I think we should go with the speediest solution - people won't want to wait 6 hours for there import to complete!
That's what I was hoping you'd say :) It's literally going to be 3 ADD INDEX commands, then reverting them with 3 DROP INDEXs, so it shouldn't affect anything external. I'll put it in and run a test to confirm numbers.
#41
follow-up:
↓ 42
@
16 years ago
You would need to do an optimize table too to reclaim unused space and defrag data after deleting the indices. And if someone imports into an existing blog that already has a bunch of comments, adding and deleting indices can take awhile. Can we add indices only when the import is large and there aren't already a bunch of comments in the DB?
#42
in reply to:
↑ 41
;
follow-up:
↓ 43
@
16 years ago
Replying to ryan:
You would need to do an optimize table too to reclaim unused space and defrag data after deleting the indices. And if someone imports into an existing blog that already has a bunch of comments, adding and deleting indices can take awhile. Can we add indices only when the import is large and there aren't already a bunch of comments in the DB?
ATM I'm only adding the indices if there are more than 5000 comments being imported (relatively arbitrary number), but good point on the OPTIMIZE once done. From what I've seen, it only takes around 15 seconds (each) to add the 3 indices on the table, even when there's already 200,000 comments in there. Seems like an acceptable wait given the alternative is waiting for hours for your import to complete?
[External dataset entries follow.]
PR #620, opened 2022-12-29
Update manifest file when `stimulus_reflex` generator used for repo's using bundlers other than importmaps

binarygit:
enhancement

## Description
Currently the `stimulus_reflex` generator does not update the ~~`app/javascript/controllers/index.js.bak`~~ `app/javascript/controllers/index.js` file which needs to get updated every time a new stimulus controller is generated _for other build systems expect `importmaps`_.

This PR runs the `stimulus:manifest:update` command to update the ~~`app/javascript/controllers/index.js.bak`~~  `app/javascript/controllers/index.js` file, when the `stimulus_reflex` generator is used.

Fixes # (issue)

## Why should this be added
It should be added because it saves users from running the `manifest:update` command after using the `stimulus_reflex` generator.

## Checklist

### DIFF
--- a/lib/generators/stimulus_reflex/stimulus_reflex_generator.rb
+++ b/lib/generators/stimulus_reflex/stimulus_reflex_generator.rb
@@ -41,6 +41,7 @@ class StimulusReflexGenerator < Rails::Generators::NamedBase
 
     template(reflex_src, reflex_path) unless options[:skip_reflex]
     template(stimulus_controller_src, stimulus_controller_path) unless options[:skip_stimulus]
+    rails_command "stimulus:manifest:update" unless Rails.root.join("config/importmap.rb").exist?
 
     if file_name == "example"
       controller_src = fetch("/app/controllers/examples_controller.rb.tt")


leastbad:
Thank you for this!

Since nobody can know everything, you've identified something I don't know anything about: the relationship between Stimulus controllers and this `index.js.bak` file. I don't know what that file does; can you explain it like this is my first day?

Is this an issue that only impacts esbuild?

When does this issue become important? Is it a production thing?

My experience has been that I can create arbitrary Stimulus controllers and the `yarn watch` process running picks them up immediately. This is why this PR catches me off guard... I've never even heard of the `stimulus:manifest:update` task!

To be 100% clear, I suspect that you're correct. I just don't see the big picture, yet.

binarygit:
Hey @leastbad :wave: :smile: 
(How the turn tables...I teach you now instead you teach me huhaha :laughing:)

Sorry, looks like I was mistaken and it's the `index.js` not the `index.js.bak` file that is updated.

I'm not sure on the _why_ other bundlers except `importmaps` need to have their `index.js` file updated for your stimulus controller to work. I think it's something to do with how those bundlers work.
I actually found a small section on the `stimulus handbook` the tells us that expect `importmaps` other bundlers don't have support for controller auto-loading, and that you must register your controller to `index.js` to make it work. (Also that using the `stimulus generator` command runs `stimulus:manifest:update` for you so that you don't need to do it manually when you use it)
Here's the link: https://stimulus.hotwired.dev/handbook/installing#using-other-build-systems

But like you I do remember when using webpacker I didn't have to do this, and if you scroll just above the section I linked to, it details how to enable live-reloading for webpacker. I suspect it was setup by default before in rails, it doesn't seem to be the case with Rails 7 because I tried it with a new repo with webpacker, and the `index.js` file has to get updated for the 
stimulus_controller to work.
(looks like the `manifest:update` command works with webpacker and other bundlers, and not only with `esbuild` so I'll update the PR description.)

Hope I was of help here. Don't kill me for my `huhaha` above :D

leastbad:
Could you do me a favour and, in a Rails 7+esbuild project where you have installed StimulusReflex with the new installer... could you just create a Stimulus controller? That is, create a file in `app/javascript/controllers` called `test_controller.js` that looks like this:
```js

  connect() {
    super.connect()
    console.log("hello world")
  }
}
```
I have a (strong) hunch that it will just work, and it's because of the StimulusReflex installer creating an `app/javascript/controllers/index.js` that doesn't suck.

binarygit:
I did that and tested in a `Rails 7.0.4` app that uses `esbuild` as bundler.
The "hello" is not logged to the console until I run the `stimulus:manifest:update` command.

leastbad:
Yeah, to be clear: this won't work unless you use the StimulusReflex installer.

Does this mean we should close this ticket?

binarygit:
Yup we should close this ticket

PR #636, opened 2023-02-22
Don't add `data-controller` to reflex element if parent already holds instance

marcoroth:
# Type of PR

Bug fix

## Description

There's was an edge case where we would add another `data-controller` attribute to the reflex element even if a parent element already had a matching controller instance.

This markup: 
```html
  <button 
    data-reflex="click->Example#increment"
  >Click</button>
</div>
```
would get transformed to:
```diff
<div data-controller="example">
  <button 
    data-reflex="click->Example#increment" 
+   data-controller="example" 
+   data-action="click->example#__perform"
  >Click</button>
</div>
```
Which ends up with two controller instances of `example` even if we actually just needed one.

This pull request optimizes this by just conditionally adding the `example` controller to the `data-controller` attribute on the reflex element.

Now with this pull request the end-result is just:
```diff
<div data-controller="example">
  <button 
    data-reflex="click->Example#increment" 
+   data-action="click->example#__perform"
  >Click</button>
</div>
```

## Why should this be added

We shouldn't create more controller instances than necessary. In this case it was apparent because the `connect()` callback was fired twice. To not fire the method twice we add the condition.

## Checklist

### DIFF
--- a/javascript/test/reflexes.setupDeclarativeReflexesForElement.test.js
+++ b/javascript/test/reflexes.setupDeclarativeReflexesForElement.test.js
@@ -170,7 +170,7 @@ describe('scanForReflexesOnElement', () => {
     assert.equal(button.dataset.controller, 'example2')
   })
 
-  it('should', async () => {
+  it('should not add data-controller to reflex element if parent holds', async () => {
     App.app.register('example', ExampleController)
 
     const controllerElement = await fixture(html`
--- a/javascript/test/reflexes.setupDeclarativeReflexesForElement.test.js
+++ b/javascript/test/reflexes.setupDeclarativeReflexesForElement.test.js
@@ -8,17 +8,17 @@ import { initialize } from '../stimulus_reflex'
 import App from '../app'
 import { scanForReflexesOnElement } from '../scanner'
 
+function registeredControllers () {
+  return Array.from(App.app.router.modulesByIdentifier.keys())
+}
+
 describe('scanForReflexesOnElement', () => {
   beforeEach(() => {
     initialize(application)
   })
 
   afterEach(() => {
-    const registeredControllers = Array.from(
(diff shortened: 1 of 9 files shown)


hopsoft (approved):

javascript/test/reflexes.setupDeclarativeReflexesForElement.test.js
```diff
@@ -106,4 +106,151 @@ describe('scanForReflexesOnElement', () => {
...
+    scanForReflexesOnElement(button)
+
+    assert.equal(controllerElement.dataset.controller, 'example1')
+
+    assert.equal(button.dataset.reflex, 'click->Example#click')
+    assert.equal(button.dataset.action, 'click->example2#__perform')
+    assert.equal(button.dataset.controller, 'example2')
+  })
+
+  it('should', async () => {
```
julianrubisch, line 173: misses a description?

marcoroth: Whoops

arambert:
I want to emphasize the importance of this PR, indeed if we want to add some Stimulus controls (on `connect`, targets, actions on elements, etc.) the fact that the component controller is duplicated on each reflex element creates wweird errors ans makes it almost impossible. The only sane solution is be to create a second stimulus controller, which feels wrong to me.

I'd really like to be able to have only one controller!

arambert:
Hi,

Are you planning to finalize & merge this PR?
Do you need any help?

Thanks

marcoroth:
Hey @arambert, yeah I wanted to get this merged soon! I've been exploring some other edge cases, which I wanted to address in the pull request. But either way, I'm going to finish this one as-is! 

Thanks for your patience! 🙏🏼

PR #641, opened 2023-03-05
Improve DX around version mismatch warnings

marcoroth:
# Type of PR 

Enhancement

## Description

This pull request enhances the developer experience when the StimulusReflex client- and server-side versions mismatch. It will show a toast message in the lower right corner of the screen if there's a version mismatch. Previously it would just show it in the Rails server log.

It will only show the toasts if you try to trigger a reflex action, it won't complain earlier, which is also much friendlier, because in previous versions of StimulusReflex it wouldn't even let you start the Rails server.

This is what happens now if you try to trigger a reflex:

* on `:exit` it will show a red error toast message and won't execute the trigged reflex:
Screenshot 2023-03-13 at 15 43 43

* on `:warn` it will show a yellow warning toast message but will still execute the triggered reflex:
Screenshot 2023-03-13 at 15 43 28

* on `:ignore` it won't show anything and also will also regularly execute the triggered reflex. 

Note: the `toastify-js` dependency will be bundled up with the built JavaScript version of the package, so it won't show up as a runtime dependency in applications running the `stimulus_reflex` npm package.

The toasts are currently not disabled in production environments, but I'm also not sure if we should. Any opinions on this?

## Why should this be added

Improves the developer experience and makes it easier to noticed/work with.

## Checklist

### DIFF
--- a/javascript/version_checker.js
+++ b/javascript/version_checker.js
@@ -1,0 +1,75 @@
+import Toastify from "toastify-js/src/toastify-es.js"
+import CableReady from "cable_ready"
+
+CableReady.operations.stimulusReflexVersionMismatch = operation => {
+  const levels = {
+    "info": {},
+    "success": { background: "rgb(0, 176, 155)" },
+    "warn": { background: "rgb(247, 187, 60)" },
+    "error": { background: "rgb(255, 95, 109)" },
+  }
+
+  const defaults = {
+    selector: setupToastify(),
+    close: true,
+    duration: 30 * 1000,
+    gravity: "bottom",
+    position: "right",
+    newWindow: true,
+    style: levels[operation.level || "info"]
+  }
+
+  Toastify({ ...defaults, ...operation }).showToast()
+}
+
+function setupToastify() {
+  const id = "stimulus-reflex-toast-element"
+  let element = document.querySelector(`#${id}`)
+
+  if (!element) {
+    element = document.createElement("div")
+    element.id = id
+    document.documentElement.appendChild(element)
+
+    const styles = document.createElement("style")
+    styles.innerHTML = `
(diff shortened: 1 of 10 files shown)


javascript/version_checker.js
```diff
@@ -0,0 +1,75 @@
+import Toastify from "toastify-js/src/toastify-es.js"
+import CableReady from "cable_ready"
+
+CableReady.operations.stimulusReflexVersionMismatch = operation => {
+  const levels = {
+    "info": {},
+    "success": { background: "rgb(0, 176, 155)" },
+    "warn": { background: "rgb(247, 187, 60)" },
+    "error": { background: "rgb(255, 95, 109)" },
```
andrewmcodes, line 9: Can you make sure this color is accessible with the text? I use a bookmarklet called tota11y.

andrewmcodes (commented):
someone other than me will want to give an approval bc this is the first PR I've looked at in awhile but only one thing came to mind. this is pretty slick 👏 Whish rails had done this with webpacker.

hopsoft:
Still need to review the code, but this is lovely.

hopsoft (approved):
👏🏻 Love it! I'm not the biggest fan of adding more dependencies but agree that it's worth it in this case to enhance DX given that it's so minimal.

javascript/version_checker.js
marcoroth: Good call, will update it, thank you!

marcoroth: I think this should be a lot better!
Screenshot 2023-03-13 at 15 43 43
Screenshot 2023-03-13 at 15 43 28

julianrubisch (approved):

PR #644, opened 2023-03-13
fix: Generator file name references

julianrubisch:
# Bug Fix

## Description

Fixed the generator's references to template files, which were broken.

I haven't currently tested this against the installer, though.

## Checklist

### DIFF
--- a/lib/generators/stimulus_reflex/templates/app/reflexes/%file_name%_reflex.rb.tt
+++ b/lib/generators/stimulus_reflex/templates/app/reflexes/%file_name%_reflex.rb.tt
@@ -66,7 +66,6 @@ class <%= class_name %>Reflex < ApplicationReflex
   <%- actions.each do |action| -%>
   def <%= action %>
   end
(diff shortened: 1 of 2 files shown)


lib/generators/stimulus_reflex/templates/app/reflexes/%file_name%_reflex.rb.tt
```diff
@@ -66,7 +66,6 @@ class <%= class_name %>Reflex < ApplicationReflex
   <%- actions.each do |action| -%>
   def <%= action %>
   end
-  <%= "\n" unless action == actions.last -%>
```
marcoroth, line 69: @julianrubisch did you remove this by accident?
Screenshot 2023-03-13 at 15 19 35

julianrubisch: actually no, because it resulted in a dangling indentation for the last `end`.

might have to have another look at that

PR #663, opened 2023-05-29
Fix exception in ActionCable channel due to reflexes overwriting each other's data

alexander-makarenko:
# Bug fix + refactoring

## Description

Think of a page with multiple StimulusReflex controllers hooked up to the `stimulus-reflex:connected` event and the markup (Haml in this example) looking something like this:

```haml
%div{ data: { controller: "sandwich", action: "stimulus-reflex:connected@document->sandwich#eat" } }

%div{ data: { controller: "tea", action: "stimulus-reflex:connected@document->tea#drink" } }
```

The actions are backed by simple JavaScript controllers and reflex actions looking as follows. The reflex actions have different arity: one take no arguments, the other takes one.

```js
// sandwich.js:

eat() {
  this.stimulate("Sandwich#eat");
}

// tea.js:

drink() {
  this.stimulate("Tea#drink", "green");
}
```

```ruby
# sandwich_reflex.rb:

class SandwichReflex < ApplicationReflex
  def eat
    # ...
  end
end

# tea_reflex.rb:

class TeaReflex < ApplicationReflex
  def drink(flavour)
    # ...
  end
end
```

This kind of setup creates a situation where `StimulusReflex::Channel#receive` is invoked twice in a very short period of time. And since both messages are processed by the **same instance** of the ActionCable channel (as can be verified by printing  out `self.object_id` at the beginning of the method), the use of an instance variable (`@reflex_data`) in the current implementation leads to a situation where it gets overrwritten by the second message before the first one has been processed. As a result, `reflex_data` inside `#delegate_call_to_reflex` ends up containing the same set of data which, after being checked against the method signature of both of the reflex actions, raises an `ArgumentError` due to arity mismatch.

This pull request fixes the issue by eliminating the use of instance variables inside `StimulusReflex::Channel#receive` in favour of bundling the message payload with the respective instance of the reflex. It also simplifies the reflex factory and constructor by delegating most of the calls to the `StimulusReflex::ReflexData` instance.

## Why should this be added

In modern web applications, it is common to load parts of the page asynchronously for a more responsive user experience. With StimulusReflex, it is most easily achieved by hooking up to the `stimulus-reflex:connected` event. This pull request fixes an exception that prevented the use of the specified event with multiple reflexes.

## Checklist

### DIFF
--- a/lib/stimulus_reflex/reflex.rb
+++ b/lib/stimulus_reflex/reflex.rb
@@ -3,20 +3,6 @@
 require "stimulus_reflex/cable_readiness"
 require "stimulus_reflex/version_checker"
 
-# TODO remove xpath_controller and xpath_element for v4
-ClientAttributes = Struct.new(
-  :id,
-  :tab_id,
-  :reflex_controller,
-  :xpath_controller,
-  :xpath_element,
-  :permanent_attribute_name,
-  :version,
-  :npm_version,
-  :suppress_logging,
-  keyword_init: true
-)
-
 class StimulusReflex::Reflex
   prepend StimulusReflex::CableReadiness
   include StimulusReflex::VersionChecker
@@ -26,26 +12,35 @@ class StimulusReflex::Reflex
   include CableReady::Identifiable
 
   attr_accessor :payload, :headers
-  attr_reader :channel, :url, :element, :selectors, :method_name, :broadcaster, :client_attributes, :logger
-
-  alias_method :action_name, :method_name # for compatibility with controller libraries like Pundit that expect an action name
+  attr_reader :channel, :data, :broadcaster
 
   delegate :connection, :stream_name, to: :channel
   delegate :controller_class, :flash, :session, to: :request
   delegate :broadcast, :broadcast_halt, :broadcast_forbid, :broadcast_error, to: :broadcaster
-  # TODO remove xpath_controller and xpath_element for v4
-  delegate :id, :tab_id, :reflex_controller, :xpath_controller, :xpath_element, :permanent_attribute_name, :version, :npm_version, :suppress_logging, to: :client_attributes
 
-  def initialize(channel, url: nil, element: nil, selectors: [], method_name: nil, params: {}, client_attributes: {})
+  # TODO remove xpath_controller and xpath_element for v4
+  delegate :url,
+           :element,
+           :selectors,
+           :method_name,
+           :form_params,
+           :id,
+           :tab_id,
+           :reflex_controller,
+           :xpath_controller,
+           :xpath_element,
+           :permanent_attribute_name,
+           :version,
+           :suppress_logging,
+           to: :data
+  # END TODO: remove
+
+  alias_method :action_name, :method_name # for compatibility with controller libraries like Pundit that expect an action name
+
+  def initialize(channel, data:)
     @channel = channel
-    @url = url
-    @element = element
-    @selectors = selectors
-    @method_name = method_name
-    @params = params
-    @client_attributes = ClientAttributes.new(client_attributes)
+    @data = data
     @broadcaster = StimulusReflex::PageBroadcaster.new(self)
-    @logger = suppress_logging ? nil : StimulusReflex::Logger.new(self)
     @payload = {}
     @headers = {}
 
@@ -60,6 +55,10 @@ class StimulusReflex::Reflex
     id
   end
   # END TODO: remove
+
+  def logger
+    StimulusReflex::Logger.new(self) unless suppress_logging
+  end
 
   def request
     @request ||= begin
@@ -91,7 +90,7 @@ class StimulusReflex::Reflex
       req = ActionDispatch::Request.new(env)
 
       # fetch path params (controller, action, ...) and apply them
-      request_params = StimulusReflex::RequestParameters.new(params: @params, req: req, url: url)
+      request_params = StimulusReflex::RequestParameters.new(params: form_params, req: req, url: url)
       req = request_params.apply!
 
       req
--- a/lib/stimulus_reflex/reflex.rb
+++ b/lib/stimulus_reflex/reflex.rb
@@ -12,21 +12,21 @@ class StimulusReflex::Reflex
   include CableReady::Identifiable
 
   attr_accessor :payload, :headers
-  attr_reader :channel, :data, :broadcaster
+  attr_reader :channel, :reflex_data, :broadcaster
 
   delegate :connection, :stream_name, to: :channel
   delegate :controller_class, :flash, :session, to: :request
   delegate :broadcast, :broadcast_halt, :broadcast_forbid, :broadcast_error, to: :broadcaster
 
   # TODO remove xpath_controller and xpath_element for v4
-  delegate :url, :element, :selectors, :method_name, :form_params, :id, :tab_id, :reflex_controller, :xpath_controller, :xpath_element, :permanent_attribute_name, :version, :suppress_logging, to: :data
+  delegate :url, :element, :selectors, :method_name, :form_params, :id, :tab_id, :reflex_controller, :xpath_controller, :xpath_element, :permanent_attribute_name, :version, :suppress_logging, to: :reflex_data
   # END TODO: remove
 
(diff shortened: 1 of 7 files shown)


lib/stimulus_reflex/reflex.rb
```diff
@@ -61,6 +56,10 @@ def reflex_id
   end
   # END TODO: remove
 
+  def logger
+    StimulusReflex::Logger.new(self) unless suppress_logging
```
Matt-Yorkley, line 60: Isn't it preferable to keep the logger instance memoized on the reflex like it was before, instead of re-initializing it on each log call? Is there a specific issue this change is addressing?

Matt-Yorkley:
Nice refactor :heart:

lib/stimulus_reflex/reflex.rb
```diff
@@ -26,26 +12,35 @@ class StimulusReflex::Reflex
...
-  alias_method :action_name, :method_name # for compatibility with controller libraries like Pundit that expect an action name
+  attr_reader :channel, :data, :broadcaster
 
   delegate :connection, :stream_name, to: :channel
   delegate :controller_class, :flash, :session, to: :request
   delegate :broadcast, :broadcast_halt, :broadcast_forbid, :broadcast_error, to: :broadcaster
+
   # TODO remove xpath_controller and xpath_element for v4
-  delegate :id, :tab_id, :reflex_controller, :xpath_controller, :xpath_element, :permanent_attribute_name, :version, :npm_version, :suppress_logging, to: :client_attributes
+  delegate :url,
```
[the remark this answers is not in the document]
alexander-makarenko: I ended up putting them on a single line, as was suggested by the StandardRB linter used in this project.

lib/stimulus_reflex/reflex.rb
alexander-makarenko: Thanks, I have added memoization. The reason for moving it out of `#initialize` is complexity reduction.

alexander-makarenko:
@Matt-Yorkley Thanks for your review. I have addressed your comments and also fixed the tests and linter warnings. Would appreciate if you could give it another look when you have time.

lib/stimulus_reflex/reflex.rb
```diff
@@ -91,7 +77,7 @@ def request
       req = ActionDispatch::Request.new(env)
 
       # fetch path params (controller, action, ...) and apply them
-      request_params = StimulusReflex::RequestParameters.new(params: @params, req: req, url: url)
+      request_params = StimulusReflex::RequestParameters.new(params: form_params, req: req, url: url)
```
Matt-Yorkley, line 80: I'm pretty sure this should be `params: data.params` now instead of `params: form_params` and I think the delegation to `form_params` in the class definition is not needed.

alexander-makarenko:
@Matt-Yorkley Thanks for your suggestions! I have addressed all feedback.

lib/stimulus_reflex/reflex.rb
```diff
@@ -32,8 +32,6 @@ def initialize(channel, reflex_data:)
     @headers = {}
 
     check_version!
-
-    params
```
Matt-Yorkley: I think this line actually needs to stay in rather than being dropped, it's calling the `params` _method_ of this class (around line 145) which is (confusingly) doing something completely unrelated to the `params` property of the `reflex_data` object.

alexander-makarenko: Well, the method is still there and is called on L117. But what was the point of calling it inside `#initialize`?

I agree that generally speaking, it is confusing to see two sets of params referenced inside this class. However, that is how it also worked before my changes, and I did not dare refactoring that part due not having enough understanding of the code around the request. If you have ideas how to refactor it safely, please share your thoughts and I'll try to fix it.

alexander-makarenko:
@Matt-Yorkley How can we proceed? Is there anything preventing this PR from getting merged?

marcoroth:
Hey @alexander-makarenko, thanks so much for working on this!

Do you have an app or a test case which we could use to reproduce the issue itself? Just to make sure we are not re-introducing this by accident again in the future, even if it's a manual test.

I just want to make sure we are not breaking other things with this change, as there are quite a few changes here.

alexander-makarenko:
@marcoroth Since it's a race condition, it's actually quite difficult to reproduce, since it depends on how fast the StimulusReflex code runs in a specific application on a specific system. In a larger production application where I originally discovered the issue, it failed about once every 50 page loads. In a scenario that I outlined in the description of this PR (with no logic in the JS controllers or reflex), it seems to fail even rarer on my computer.

In order to debug the issue, I remember that I cloned the repo of StimulusReflex 3.5.0.pre9 locally and pointed my application to use it. Then I added a sleep somewhere down `StimulusReflex::Channel#receive` to emulate slow processing of messages, until I was able to reproduce the issue consistently. I then fixed the implementation of said method to eliminate the issue and submitted my changes in this pull request.

Thus, due to the nature of the issue, I unfortunately won't be able to provide a test application or add an automated test for it.

lib/stimulus_reflex/reflex.rb
```diff
@@ -26,32 +12,26 @@ class StimulusReflex::Reflex
...
-    @client_attributes = ClientAttributes.new(client_attributes)
+    @reflex_data = reflex_data
     @broadcaster = StimulusReflex::PageBroadcaster.new(self)
-    @logger = suppress_logging ? nil : StimulusReflex::Logger.new(self)
     @payload = {}
     @headers = {}
 
     check_version!
-
-    self.params
```
RolandStuder, line 54: I don't have time to make a reproduction, but I believe that removing the `self.params` call will bring back a bug, where the params, may not be set once the `request` reaches the action controller. 

Calling the self.params ensures that the params are properly set in the request object / headers when passing the request to the ActionController to rerender the current action. see https://github.com/stimulusreflex/stimulus_reflex/pull/249

lib/stimulus_reflex/reflex_data.rb
```diff
@@ -4,7 +4,7 @@ class StimulusReflex::ReflexData
   attr_reader :data
 
   def initialize(data)
-    @data = data
+    @data = data.deep_transform_keys { |k| k.to_s.underscore }.with_indifferent_access
```
RolandStuder, line 7: Hm, what is the motivation behind making this with indifferent access?

RolandStuder (commented):
Absolutely great catch, I really think think this should be merged, the bug you uncovered is the kind that can haunt people for weeks if not months, we should prevent such pains!

I did not make a thorough review, but noticed one line removal, that may reintroduce an existing but. I don't think it's covered by a test. See my comment

lib/stimulus_reflex/reflex_data.rb
alexander-makarenko: I think it's generally nicer and more idiomatic to work with snake case symbols rather than camel case strings in Ruby.

https://github.com/rubocop/ruby-style-guide?tab=readme-ov-file#snake-case-symbols-methods-vars
https://github.com/rubocop/ruby-style-guide?tab=readme-ov-file#symbols-as-keys

lib/stimulus_reflex/reflex.rb
alexander-makarenko: I appreciate your feedback, but I could not find any confirmation of your theory in the code.

I have [updated a test](https://github.com/stimulusreflex/stimulus_reflex/pull/663/files#diff-7e418500360dd99316b785f57d0ac7ef7d79c17d855fcefe2da575cd0d8d2492R36-R44) to remove unnecessary stubbing and better exercise the code around request parameters. If I were to print out `reflex.controller.request.parameters` there right before the first assertion, it would output `{"controller"=>"test", "action"=>"index", "a"=>"1", "b"=>"2", "c"=>"3"}`, which confirms that all parameters do get passed along to the controller instance without the `self.params` in the constructor.

RolandStuder: @alexander-makarenko ah you are right, I made a quick test app, and it indeed worked. 

Request params are a bit weird, if you set the at the wrong moment they won't persist as the request memoizes them. But apprently this new implementation works around that.

So all is good! Thank you!

marcoroth (approved):
Thank you so much for this @alexander-makarenko!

Deleting indices takes around 7 seconds per index.
I'll add an OPTIMIZE once done (in the event that it did actually add the indices).
#43
in reply to:
↑ 42
@
16 years ago
ATM I'm only adding the indices if there are more than 5000 comments being imported (relatively arbitrary number), but good point on the OPTIMIZE once done. From what I've seen, it only takes around 15 seconds (each) to add the 3 indices on the table, even when there's already 200,000 comments in there. Seems like an acceptable wait given the alternative is waiting for hours for your import to complete?
Cool. Sounds good to me.
#44
@
16 years ago
Attached a new version of this importer. Handles all comments in the wp_comments table using a few "spare" fields during the process, rather than cache files. Optionally adds some indexing as required to speed things up (and removes when done).
Also uses the new cookie support in the HTTP API (#9049) and removed the dependency on Snoopy.
Fixes #9041 as well.
My bad - use this diff instead. Had a renaming issue from dev -> diff.